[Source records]
◆ ◆ ◆ ◆ ◆ ◆ ◆
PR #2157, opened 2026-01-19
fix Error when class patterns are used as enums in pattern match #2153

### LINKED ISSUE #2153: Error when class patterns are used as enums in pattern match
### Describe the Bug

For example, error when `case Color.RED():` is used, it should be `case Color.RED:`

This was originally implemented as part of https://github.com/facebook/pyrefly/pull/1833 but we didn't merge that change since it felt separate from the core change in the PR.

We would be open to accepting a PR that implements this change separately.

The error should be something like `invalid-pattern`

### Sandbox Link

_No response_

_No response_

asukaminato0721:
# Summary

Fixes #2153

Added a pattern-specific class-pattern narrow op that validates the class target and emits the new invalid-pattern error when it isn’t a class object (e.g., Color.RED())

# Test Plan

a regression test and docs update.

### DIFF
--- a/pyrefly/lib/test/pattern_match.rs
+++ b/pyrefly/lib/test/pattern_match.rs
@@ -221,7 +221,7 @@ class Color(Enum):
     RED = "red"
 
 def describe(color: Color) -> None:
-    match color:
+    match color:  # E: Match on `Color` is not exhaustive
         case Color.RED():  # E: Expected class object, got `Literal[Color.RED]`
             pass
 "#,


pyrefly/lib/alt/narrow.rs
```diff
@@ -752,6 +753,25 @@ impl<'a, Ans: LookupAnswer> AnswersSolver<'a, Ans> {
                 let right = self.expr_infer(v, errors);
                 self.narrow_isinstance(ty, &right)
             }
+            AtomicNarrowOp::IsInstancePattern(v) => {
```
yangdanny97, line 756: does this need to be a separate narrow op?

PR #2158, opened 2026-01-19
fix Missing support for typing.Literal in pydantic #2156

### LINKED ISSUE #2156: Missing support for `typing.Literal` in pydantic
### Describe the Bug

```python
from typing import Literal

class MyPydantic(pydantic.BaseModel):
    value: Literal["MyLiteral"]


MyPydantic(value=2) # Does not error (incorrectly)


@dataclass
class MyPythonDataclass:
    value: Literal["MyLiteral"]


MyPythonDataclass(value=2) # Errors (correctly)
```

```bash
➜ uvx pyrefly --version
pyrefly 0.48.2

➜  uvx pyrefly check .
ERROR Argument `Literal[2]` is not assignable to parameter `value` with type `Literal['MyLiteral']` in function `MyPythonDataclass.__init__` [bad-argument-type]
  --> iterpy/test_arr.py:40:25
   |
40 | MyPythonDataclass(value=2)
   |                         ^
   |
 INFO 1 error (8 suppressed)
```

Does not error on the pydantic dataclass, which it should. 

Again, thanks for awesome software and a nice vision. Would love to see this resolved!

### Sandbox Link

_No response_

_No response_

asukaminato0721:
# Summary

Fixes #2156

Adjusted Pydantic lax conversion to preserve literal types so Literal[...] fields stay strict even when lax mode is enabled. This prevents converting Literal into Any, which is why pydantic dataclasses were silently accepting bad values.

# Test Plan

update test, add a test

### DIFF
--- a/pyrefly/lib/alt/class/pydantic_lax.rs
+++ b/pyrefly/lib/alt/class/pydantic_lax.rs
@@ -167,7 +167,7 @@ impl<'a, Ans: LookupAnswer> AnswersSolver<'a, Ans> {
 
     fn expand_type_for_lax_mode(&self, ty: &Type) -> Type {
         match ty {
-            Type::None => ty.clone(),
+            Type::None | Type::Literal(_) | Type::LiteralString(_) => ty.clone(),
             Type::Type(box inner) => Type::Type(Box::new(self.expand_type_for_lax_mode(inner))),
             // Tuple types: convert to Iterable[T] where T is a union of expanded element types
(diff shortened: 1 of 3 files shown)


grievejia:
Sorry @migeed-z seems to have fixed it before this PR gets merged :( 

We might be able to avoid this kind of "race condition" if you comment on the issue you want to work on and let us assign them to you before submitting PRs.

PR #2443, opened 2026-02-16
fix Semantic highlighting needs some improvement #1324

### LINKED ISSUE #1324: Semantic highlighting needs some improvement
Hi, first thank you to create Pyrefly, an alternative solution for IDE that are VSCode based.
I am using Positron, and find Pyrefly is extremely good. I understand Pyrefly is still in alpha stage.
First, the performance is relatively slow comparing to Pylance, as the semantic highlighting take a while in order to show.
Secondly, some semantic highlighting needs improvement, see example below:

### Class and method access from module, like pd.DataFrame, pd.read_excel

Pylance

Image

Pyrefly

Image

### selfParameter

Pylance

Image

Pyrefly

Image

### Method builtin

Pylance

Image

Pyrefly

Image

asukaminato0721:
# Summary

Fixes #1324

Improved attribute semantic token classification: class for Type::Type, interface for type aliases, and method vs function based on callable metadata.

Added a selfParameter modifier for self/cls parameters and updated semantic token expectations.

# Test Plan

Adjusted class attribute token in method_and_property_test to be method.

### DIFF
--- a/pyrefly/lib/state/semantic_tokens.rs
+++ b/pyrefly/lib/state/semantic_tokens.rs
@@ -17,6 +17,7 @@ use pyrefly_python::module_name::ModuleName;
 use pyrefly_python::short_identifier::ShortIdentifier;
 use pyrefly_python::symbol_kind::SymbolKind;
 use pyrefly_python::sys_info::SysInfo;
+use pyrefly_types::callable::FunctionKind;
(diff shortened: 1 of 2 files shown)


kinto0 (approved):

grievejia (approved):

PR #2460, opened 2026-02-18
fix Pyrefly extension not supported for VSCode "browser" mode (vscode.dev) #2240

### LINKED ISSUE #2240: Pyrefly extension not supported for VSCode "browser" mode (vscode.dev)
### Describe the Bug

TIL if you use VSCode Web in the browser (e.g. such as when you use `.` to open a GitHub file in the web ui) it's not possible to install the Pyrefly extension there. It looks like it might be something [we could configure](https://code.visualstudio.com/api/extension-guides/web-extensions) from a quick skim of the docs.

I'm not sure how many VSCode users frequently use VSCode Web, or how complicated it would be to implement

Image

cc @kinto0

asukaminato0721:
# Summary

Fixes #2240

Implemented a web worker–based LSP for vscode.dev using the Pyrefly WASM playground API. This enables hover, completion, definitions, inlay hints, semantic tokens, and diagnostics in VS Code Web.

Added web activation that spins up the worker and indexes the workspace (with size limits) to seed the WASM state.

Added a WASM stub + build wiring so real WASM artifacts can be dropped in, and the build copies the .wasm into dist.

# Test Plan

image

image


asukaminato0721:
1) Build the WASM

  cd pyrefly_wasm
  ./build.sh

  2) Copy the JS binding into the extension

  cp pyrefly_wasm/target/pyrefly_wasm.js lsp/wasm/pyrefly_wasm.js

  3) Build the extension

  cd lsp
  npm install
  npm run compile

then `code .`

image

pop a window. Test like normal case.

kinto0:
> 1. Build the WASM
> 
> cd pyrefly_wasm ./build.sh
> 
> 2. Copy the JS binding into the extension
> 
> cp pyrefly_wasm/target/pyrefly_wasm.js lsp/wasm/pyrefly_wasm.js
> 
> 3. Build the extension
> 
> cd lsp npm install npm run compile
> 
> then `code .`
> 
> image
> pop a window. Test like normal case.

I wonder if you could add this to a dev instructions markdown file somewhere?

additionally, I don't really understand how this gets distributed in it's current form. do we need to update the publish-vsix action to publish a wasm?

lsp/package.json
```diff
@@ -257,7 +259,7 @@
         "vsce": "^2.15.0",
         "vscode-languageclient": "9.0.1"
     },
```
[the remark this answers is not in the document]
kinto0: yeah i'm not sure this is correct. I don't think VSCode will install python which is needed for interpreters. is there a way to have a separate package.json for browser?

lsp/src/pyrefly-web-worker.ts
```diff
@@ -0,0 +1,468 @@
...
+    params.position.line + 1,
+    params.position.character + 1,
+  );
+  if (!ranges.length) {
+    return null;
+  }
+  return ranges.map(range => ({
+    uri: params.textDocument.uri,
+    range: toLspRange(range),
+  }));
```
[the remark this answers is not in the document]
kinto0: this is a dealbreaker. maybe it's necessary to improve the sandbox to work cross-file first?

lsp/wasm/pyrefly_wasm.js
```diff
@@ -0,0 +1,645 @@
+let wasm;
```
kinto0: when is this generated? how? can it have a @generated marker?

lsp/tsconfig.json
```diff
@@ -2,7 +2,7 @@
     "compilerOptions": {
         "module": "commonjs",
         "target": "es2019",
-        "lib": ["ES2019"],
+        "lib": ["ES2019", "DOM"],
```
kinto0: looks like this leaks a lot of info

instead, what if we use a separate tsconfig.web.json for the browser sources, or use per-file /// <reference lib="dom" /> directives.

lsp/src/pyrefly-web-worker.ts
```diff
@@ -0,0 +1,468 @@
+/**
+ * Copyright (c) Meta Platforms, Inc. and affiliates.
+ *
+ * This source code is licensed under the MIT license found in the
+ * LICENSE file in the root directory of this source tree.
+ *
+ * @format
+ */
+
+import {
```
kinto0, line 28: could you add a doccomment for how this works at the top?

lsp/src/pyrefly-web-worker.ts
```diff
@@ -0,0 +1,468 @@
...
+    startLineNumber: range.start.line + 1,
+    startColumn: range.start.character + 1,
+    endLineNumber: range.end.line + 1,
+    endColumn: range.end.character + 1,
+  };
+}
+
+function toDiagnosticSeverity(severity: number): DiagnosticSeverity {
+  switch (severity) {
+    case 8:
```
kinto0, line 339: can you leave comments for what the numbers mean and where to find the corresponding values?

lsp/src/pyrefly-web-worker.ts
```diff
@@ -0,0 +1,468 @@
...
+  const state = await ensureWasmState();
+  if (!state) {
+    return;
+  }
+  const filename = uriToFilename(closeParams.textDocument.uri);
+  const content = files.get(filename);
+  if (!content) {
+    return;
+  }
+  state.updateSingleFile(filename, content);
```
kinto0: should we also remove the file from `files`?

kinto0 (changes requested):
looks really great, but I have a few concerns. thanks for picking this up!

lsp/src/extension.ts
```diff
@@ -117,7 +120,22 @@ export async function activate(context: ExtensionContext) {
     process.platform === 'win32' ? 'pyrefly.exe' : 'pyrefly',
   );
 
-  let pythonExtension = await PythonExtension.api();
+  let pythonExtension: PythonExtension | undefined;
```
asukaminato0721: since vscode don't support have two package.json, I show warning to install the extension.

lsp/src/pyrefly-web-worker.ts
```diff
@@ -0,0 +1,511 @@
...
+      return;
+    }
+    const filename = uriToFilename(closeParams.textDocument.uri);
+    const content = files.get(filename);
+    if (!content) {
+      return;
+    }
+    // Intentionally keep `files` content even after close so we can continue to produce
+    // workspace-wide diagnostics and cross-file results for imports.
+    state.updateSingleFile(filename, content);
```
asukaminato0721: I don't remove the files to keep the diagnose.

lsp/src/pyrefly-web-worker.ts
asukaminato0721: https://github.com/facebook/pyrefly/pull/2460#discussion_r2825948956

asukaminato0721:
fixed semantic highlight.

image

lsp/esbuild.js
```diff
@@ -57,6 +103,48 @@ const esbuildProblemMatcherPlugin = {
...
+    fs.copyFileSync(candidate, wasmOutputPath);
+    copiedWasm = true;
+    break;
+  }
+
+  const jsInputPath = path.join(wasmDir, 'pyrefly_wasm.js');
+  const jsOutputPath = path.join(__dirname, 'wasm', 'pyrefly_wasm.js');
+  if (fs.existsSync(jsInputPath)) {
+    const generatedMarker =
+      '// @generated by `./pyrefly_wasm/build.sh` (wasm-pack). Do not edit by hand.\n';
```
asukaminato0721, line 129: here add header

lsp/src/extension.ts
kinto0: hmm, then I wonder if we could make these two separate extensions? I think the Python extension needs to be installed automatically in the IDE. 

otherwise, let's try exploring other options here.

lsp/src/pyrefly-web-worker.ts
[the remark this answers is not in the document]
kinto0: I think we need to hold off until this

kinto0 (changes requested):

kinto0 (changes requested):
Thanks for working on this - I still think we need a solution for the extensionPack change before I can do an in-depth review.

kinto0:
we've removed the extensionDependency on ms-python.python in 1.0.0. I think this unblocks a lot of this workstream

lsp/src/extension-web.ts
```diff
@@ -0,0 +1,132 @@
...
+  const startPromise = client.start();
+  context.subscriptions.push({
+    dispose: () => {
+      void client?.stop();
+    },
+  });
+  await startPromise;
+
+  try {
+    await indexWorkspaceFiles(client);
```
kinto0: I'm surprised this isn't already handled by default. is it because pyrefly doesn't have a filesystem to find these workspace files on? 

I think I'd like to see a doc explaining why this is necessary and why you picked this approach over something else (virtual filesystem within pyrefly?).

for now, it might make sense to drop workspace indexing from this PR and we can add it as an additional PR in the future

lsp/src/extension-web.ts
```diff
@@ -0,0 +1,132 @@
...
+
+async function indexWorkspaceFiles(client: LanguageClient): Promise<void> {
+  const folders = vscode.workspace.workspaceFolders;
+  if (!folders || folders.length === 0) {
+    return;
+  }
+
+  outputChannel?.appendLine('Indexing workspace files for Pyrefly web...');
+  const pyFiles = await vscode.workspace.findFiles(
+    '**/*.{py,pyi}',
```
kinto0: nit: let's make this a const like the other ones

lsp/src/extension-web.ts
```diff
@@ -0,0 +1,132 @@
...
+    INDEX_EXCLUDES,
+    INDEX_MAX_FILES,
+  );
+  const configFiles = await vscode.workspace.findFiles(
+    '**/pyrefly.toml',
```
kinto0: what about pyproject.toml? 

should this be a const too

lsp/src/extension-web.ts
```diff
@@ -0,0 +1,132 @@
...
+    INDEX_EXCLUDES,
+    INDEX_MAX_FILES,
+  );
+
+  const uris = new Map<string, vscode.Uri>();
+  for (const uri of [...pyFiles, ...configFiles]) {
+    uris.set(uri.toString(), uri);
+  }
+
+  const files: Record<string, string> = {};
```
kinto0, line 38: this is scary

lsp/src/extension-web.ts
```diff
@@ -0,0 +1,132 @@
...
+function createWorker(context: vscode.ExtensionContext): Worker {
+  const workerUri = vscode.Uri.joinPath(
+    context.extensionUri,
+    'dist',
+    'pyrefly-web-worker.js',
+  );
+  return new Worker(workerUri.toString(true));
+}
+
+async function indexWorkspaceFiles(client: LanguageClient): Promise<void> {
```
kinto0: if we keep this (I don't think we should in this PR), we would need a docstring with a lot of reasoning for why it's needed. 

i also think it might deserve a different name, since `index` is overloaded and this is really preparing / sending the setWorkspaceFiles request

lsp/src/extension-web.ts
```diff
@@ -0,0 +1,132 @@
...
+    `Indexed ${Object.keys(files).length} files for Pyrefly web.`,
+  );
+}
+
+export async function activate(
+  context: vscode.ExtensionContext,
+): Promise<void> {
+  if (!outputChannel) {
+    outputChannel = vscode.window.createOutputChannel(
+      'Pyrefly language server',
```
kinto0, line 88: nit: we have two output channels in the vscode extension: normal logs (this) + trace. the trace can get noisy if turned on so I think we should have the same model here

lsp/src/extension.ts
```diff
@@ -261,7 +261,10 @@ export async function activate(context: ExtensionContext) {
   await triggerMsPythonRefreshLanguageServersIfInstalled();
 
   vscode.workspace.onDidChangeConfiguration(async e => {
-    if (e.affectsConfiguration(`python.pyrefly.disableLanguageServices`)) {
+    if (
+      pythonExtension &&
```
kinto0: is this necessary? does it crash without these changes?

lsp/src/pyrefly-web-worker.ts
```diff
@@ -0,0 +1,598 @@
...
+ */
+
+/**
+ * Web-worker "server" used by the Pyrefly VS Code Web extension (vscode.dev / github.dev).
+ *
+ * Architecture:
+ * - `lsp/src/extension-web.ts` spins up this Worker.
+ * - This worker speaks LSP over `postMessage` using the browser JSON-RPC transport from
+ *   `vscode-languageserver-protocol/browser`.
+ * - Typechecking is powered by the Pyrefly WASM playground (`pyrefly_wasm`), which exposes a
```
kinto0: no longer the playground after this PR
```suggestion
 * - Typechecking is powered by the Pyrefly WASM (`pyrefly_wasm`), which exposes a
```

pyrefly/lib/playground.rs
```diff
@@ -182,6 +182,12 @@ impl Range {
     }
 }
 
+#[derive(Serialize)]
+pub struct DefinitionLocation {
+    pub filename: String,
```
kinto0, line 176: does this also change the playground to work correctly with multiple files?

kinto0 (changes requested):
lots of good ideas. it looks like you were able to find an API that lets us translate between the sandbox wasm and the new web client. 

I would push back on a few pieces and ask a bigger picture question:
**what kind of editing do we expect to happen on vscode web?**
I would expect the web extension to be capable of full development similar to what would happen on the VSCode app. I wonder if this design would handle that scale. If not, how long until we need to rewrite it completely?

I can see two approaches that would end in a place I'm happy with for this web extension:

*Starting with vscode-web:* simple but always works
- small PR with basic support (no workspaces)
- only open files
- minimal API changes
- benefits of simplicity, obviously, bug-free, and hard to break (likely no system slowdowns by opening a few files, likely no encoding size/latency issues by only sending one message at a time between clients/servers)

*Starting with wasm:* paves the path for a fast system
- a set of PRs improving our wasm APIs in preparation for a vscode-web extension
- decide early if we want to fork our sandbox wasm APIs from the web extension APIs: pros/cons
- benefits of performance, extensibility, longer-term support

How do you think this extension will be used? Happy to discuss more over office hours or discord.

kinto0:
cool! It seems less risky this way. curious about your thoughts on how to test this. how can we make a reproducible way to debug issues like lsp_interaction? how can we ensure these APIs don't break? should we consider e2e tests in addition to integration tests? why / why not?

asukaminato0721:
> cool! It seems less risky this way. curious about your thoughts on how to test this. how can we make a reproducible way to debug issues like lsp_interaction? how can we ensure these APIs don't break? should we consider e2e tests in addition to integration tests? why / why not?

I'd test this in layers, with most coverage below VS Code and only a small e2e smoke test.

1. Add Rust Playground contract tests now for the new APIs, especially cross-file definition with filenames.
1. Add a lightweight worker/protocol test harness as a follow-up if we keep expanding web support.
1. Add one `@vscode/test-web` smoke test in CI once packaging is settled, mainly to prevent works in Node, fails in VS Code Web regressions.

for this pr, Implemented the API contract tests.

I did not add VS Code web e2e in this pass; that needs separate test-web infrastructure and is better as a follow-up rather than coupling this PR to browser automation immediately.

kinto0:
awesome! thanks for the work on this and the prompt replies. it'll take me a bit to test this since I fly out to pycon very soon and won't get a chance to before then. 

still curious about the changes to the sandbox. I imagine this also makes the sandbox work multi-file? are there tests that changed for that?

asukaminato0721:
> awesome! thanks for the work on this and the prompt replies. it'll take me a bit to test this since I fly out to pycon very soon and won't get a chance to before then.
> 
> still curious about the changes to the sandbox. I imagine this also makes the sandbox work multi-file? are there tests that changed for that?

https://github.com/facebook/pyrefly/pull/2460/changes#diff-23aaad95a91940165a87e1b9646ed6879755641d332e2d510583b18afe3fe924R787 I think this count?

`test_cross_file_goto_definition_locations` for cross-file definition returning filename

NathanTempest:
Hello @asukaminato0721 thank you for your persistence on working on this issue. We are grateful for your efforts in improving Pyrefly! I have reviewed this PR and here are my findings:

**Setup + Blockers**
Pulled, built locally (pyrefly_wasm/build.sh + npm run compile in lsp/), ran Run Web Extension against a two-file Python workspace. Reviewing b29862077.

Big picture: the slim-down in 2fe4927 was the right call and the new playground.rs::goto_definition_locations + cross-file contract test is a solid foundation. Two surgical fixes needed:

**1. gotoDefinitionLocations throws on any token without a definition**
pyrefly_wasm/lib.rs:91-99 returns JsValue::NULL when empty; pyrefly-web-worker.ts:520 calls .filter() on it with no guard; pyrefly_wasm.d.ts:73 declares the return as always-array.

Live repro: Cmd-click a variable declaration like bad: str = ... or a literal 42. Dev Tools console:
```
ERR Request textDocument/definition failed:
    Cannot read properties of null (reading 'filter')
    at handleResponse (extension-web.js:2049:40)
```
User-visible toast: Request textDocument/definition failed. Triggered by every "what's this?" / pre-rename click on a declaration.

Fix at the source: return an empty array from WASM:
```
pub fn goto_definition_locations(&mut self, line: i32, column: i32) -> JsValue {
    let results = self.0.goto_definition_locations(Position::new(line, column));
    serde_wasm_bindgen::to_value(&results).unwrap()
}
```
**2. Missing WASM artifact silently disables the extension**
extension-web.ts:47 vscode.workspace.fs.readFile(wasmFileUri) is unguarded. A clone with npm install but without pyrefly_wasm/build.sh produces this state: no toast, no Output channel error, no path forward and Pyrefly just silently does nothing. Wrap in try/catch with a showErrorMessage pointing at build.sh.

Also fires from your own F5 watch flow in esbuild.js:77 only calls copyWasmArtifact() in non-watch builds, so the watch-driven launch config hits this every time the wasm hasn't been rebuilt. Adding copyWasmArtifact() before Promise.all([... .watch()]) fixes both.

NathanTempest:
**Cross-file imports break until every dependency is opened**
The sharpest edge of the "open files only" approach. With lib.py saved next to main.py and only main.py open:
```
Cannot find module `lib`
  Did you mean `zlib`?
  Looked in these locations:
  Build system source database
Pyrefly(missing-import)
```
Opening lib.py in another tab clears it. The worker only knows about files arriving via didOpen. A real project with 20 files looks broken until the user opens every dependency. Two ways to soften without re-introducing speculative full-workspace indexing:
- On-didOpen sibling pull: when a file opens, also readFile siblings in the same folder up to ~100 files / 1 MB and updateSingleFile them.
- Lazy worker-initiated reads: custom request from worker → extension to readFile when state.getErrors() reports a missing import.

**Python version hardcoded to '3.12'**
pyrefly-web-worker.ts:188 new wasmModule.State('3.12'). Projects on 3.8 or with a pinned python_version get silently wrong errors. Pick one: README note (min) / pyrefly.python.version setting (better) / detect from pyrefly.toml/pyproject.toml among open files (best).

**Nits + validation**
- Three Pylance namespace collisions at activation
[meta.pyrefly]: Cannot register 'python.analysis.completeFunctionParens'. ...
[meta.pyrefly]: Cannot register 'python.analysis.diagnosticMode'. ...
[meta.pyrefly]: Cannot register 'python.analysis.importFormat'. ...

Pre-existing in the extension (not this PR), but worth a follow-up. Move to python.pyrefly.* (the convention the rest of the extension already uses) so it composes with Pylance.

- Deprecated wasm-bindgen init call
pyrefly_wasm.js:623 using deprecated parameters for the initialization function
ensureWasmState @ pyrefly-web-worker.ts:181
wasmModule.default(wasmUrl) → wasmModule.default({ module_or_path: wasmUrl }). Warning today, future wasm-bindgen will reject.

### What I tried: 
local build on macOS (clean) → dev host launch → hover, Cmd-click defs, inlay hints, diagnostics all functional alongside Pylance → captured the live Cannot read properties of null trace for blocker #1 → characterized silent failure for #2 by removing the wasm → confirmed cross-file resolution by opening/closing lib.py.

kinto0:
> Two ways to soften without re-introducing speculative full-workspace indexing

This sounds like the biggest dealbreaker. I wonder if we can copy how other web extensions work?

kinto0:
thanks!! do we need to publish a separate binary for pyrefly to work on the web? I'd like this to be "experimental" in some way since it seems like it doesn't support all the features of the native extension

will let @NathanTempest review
◆ ◆ ◆ ◆ ◆ ◆ ◆
Set down exactly the lines that begin the records and continue through the line bearing "For example, error"; include both ends.

→ **Task response**:
PR #2157, opened 2026-01-19
fix Error when class patterns are used as enums in pattern match #2153

### LINKED ISSUE #2153: Error when class patterns are used as enums in pattern match
### Describe the Bug

For example, error when `case Color.RED():` is used, it should be `case Color.RED:`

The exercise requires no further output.